Some other observations:
n Gillespie has a clearer message than Northam does. That message — tax cuts — may or may not be good policy, but it’s easy to visualize what Gillespie would try to do as governor. Northam doesn’t have a particularly concise message, other than he would continue McAuliffe’s policies and oppose Trump’s. Perhaps the most astonishing thing to happen in the race came when The Washington Post’s editorial board, normally friendly toward Democratic candidates, slammed Northam for saying he’d replace the state’s Standards of Learning tests but was then “utterly unable to explain” what he’d replace them with.
n Northam has some interesting ideas that he hasn’t pushed very well. The model for messaging is Jim Gilmore’s “No Car Tax!” campaign of 1997. Simple, clear, easy to fit on a bumper sticker. (Again, let’s set aside whether it was good fiscal policy). Northam has a proposal that isn’t quite free community college, but would lead the state in that direction. However, he hasn’t distilled that into a simple message of Gilmoresque clarity. Likewise, Northam has proposed to cut the state’s tax on food. This was the kind of thing that Henry Howell built an entire campaign around in the 1970s, but Northam hasn’t.
n Democrats have missed an opportunity to make a play for rural votes. Once again, Northam has made some fascinating policy initiatives. He was the first to propose expanding the University of Virginia’s College at Wise; something Gillespie liked so much he endorsed, as well. Northam also proposed waiving certain taxes for start-ups in rural areas. A Democrat proposing tax cuts! Yet there’s been no real campaign follow-through to talk that up and cut into Republican margins in rural areas. This seems campaign malpractice.
n Neither candidate scares the other side. Four years ago, Ken Cuccinelli terrified Democrats and Republicans were repulsed by McAuliffe.

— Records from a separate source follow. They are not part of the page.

PR #7230, opened 2024-11-11
Turn on `wrangler.json(c)` support by default

penalosa:
Fixes [DEVX-1466](https://jira.cfdata.org/browse/DEVX-1466)

Turn on the `--experimental-json-config` flag by default, enabling reading of `wrangler.json` & `wrangler.jsonc` config files. It can still be disabled by setting `--experimental-json-config=false`. Since it's on by default, this also unblocks support for Pages (pending release of this PR & bumping of Wrangler in the build image)

This PR _only_ enables it in Wrangler. Follow up PRs will adjust the documentation to call out this support properly as well as updating C3.

---

- Tests
  - [ ] TODO (before merge)
  - [x] Tests included
  - [ ] I don't know
  - [x] Required
  - [ ] Not required because:
- Public documentation
  - [ ] TODO (before merge)
  - [x] Cloudflare docs PR(s): https://github.com/cloudflare/cloudflare-docs/pull/18313


packages/wrangler/src/index.ts
```diff
@@ -212,6 +212,7 @@ export function createCLIParser(argv: string[]) {
 			alias: "j",
 			describe: `Experimental: support wrangler.json`,
```
Skye-31, line 213: Is it still experimental?

penalosa: Not after this PR, but the _flag_ is experimental (we'll be entirely removing it soon). The wording could be clarified

petebacondarwin (commented):
Ran out of time so dumping my comments so far.

packages/wrangler/src/config/validation.ts
```diff
@@ -73,7 +73,8 @@ export function isPagesConfig(rawConfig: RawConfig): boolean {
 export function normalizeAndValidateConfig(
 	rawConfig: RawConfig,
 	configPath: string | undefined,
-	args: NormalizeAndValidateConfigArgs
+	args: NormalizeAndValidateConfigArgs,
+	parsedFormat: Config["parsedFormat"] = "toml"
```
petebacondarwin, line 77: This function is internal, so there is no value in making this field optional, IMO. It is better to constrain all usage to provide this. That also helps to ensure we have considered every usage.

Also since this and `configPath` are similar properties (in their usage) I would propose to group this new param as the third one ahead of `args`.

packages/wrangler/src/config/validation.ts
```diff
@@ -1026,41 +1034,9 @@ const validateTailConsumers: ValidatorFn = (diagnostics, field, value) => {
...
-): Environment;
 /**
  * Validate the named environment configuration and return the normalized values.
  */
-function normalizeAndValidateEnvironment(
-	diagnostics: Diagnostics,
-	configPath: string | undefined,
-	rawEnv: RawEnvironment,
-	isDispatchNamespace: boolean,
-	envName: string,
```
petebacondarwin, line 1046: The idea of this overload was that if you specified an `envName` then you "had" to also specify all the other optional params.

packages/wrangler/src/config/validation.ts
```diff
@@ -1069,7 +1045,8 @@ function normalizeAndValidateEnvironment(
 	envName = "top level",
 	topLevelEnv?: Environment | undefined,
 	isLegacyEnv?: boolean,
-	rawConfig?: RawConfig | undefined
+	rawConfig?: RawConfig | undefined,
+	parsedFormat?: Config["parsedFormat"]
```
petebacondarwin, line 1049: Make this non-optional and move it up to below the `configPath` param?

petebacondarwin (changes requested):
I love where this is going but the more I read through the changes the more I questioned whether we need a `parseFormat` property on config.
We have the `configPath` property already, and it would be simple to provide a helper function like:

```ts
function configFormat(configPath: string|undefined): "json"|"toml"|"none" { ... }
```

This means not having to thread this extra parameter around alongside the `configPath`.
Moreover, as you can guess from the signature of the helper function above, there is the scenario where the user has not provided a config file at all, which we need to support. In that case, snippet messaging might be more along the lines of "Create a wrangler.json with this content".

petebacondarwin (approved):
Love it!
There may be some instances missing but I didn't find any.
Ship it!

packages/wrangler/README.md
```diff
@@ -43,7 +43,7 @@ $ npm install wrangler --save-dev
 
 ## Configuration:
 
-Wrangler is configured via a `wrangler.toml` file in the project root. When utilizing the `wrangler init` command, a `wrangler.toml` file will be created for you.
+Wrangler is configured via a `wrangler.toml` or `wrangler.json` file in the project root. When utilizing the `wrangler init` command, a `wrangler.toml` file will be created for you.
```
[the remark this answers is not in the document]
penalosa: I haven't changed the `wrangler init` path since it delegates to C3 (and the non-delegated version is deprecated). I'll change C3 in a month or so once this has had time to settle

Even then turnout was 43 percent — in contrast to presidential years where turnout typically tops 70 percent. Neither Gillespie nor Northam seem likely to provoke a backlash from the other side. Maybe Trump will drive the turnout (Democrats hope so), but the candidates themselves probably won’t.
n In fact, neither candidate excites a key segment of his party’s base. Some so-called “progressives” aren’t particularly thrilled by the centrist, low-key Northam. And environmental voters are especially unhappy that he’s refused to oppose natural gas pipelines. Northam has an “enthusiasm gap” on his left.
Meanwhile, Gillespie faces a potential “enthusiasm gap” on his right among Trump supporters. He’s done a better job of addressing that, though, by calling attention to Northam’s position on Confederate statues (the Democrat wants them taken down) and the MS-13 gang.
Both of those issues may excite the Trump base, but risk tainting Gillespie’s good name. The statue issue is mostly contrived; the state apparently owns just two Confederate statues. The rest are owned by local governments. A governor can’t take them down. There’s a legitimate issue with gang violence. But it’s an ugly move to the extent that the focus on MS-13, whose members are primarily of Central American origin, really inflames anti-immigrant feelings. Demographically speaking, rural Virginia needs more immigrants to help reverse population declines. Gillespie’s not helping us have a thoughtful conversation there.
Ultimately, most of things the candidates are talking about — Trump for Democrats, statues for Republicans — are distractions designed to excite certain voters. If candidates spent their time talking about the issues a governor actually deals with, we’d be seeing television commercials focused on the minutiae of economic policy.
Sadly, that would probably give us an even lower turnout than the one we’ll likely get.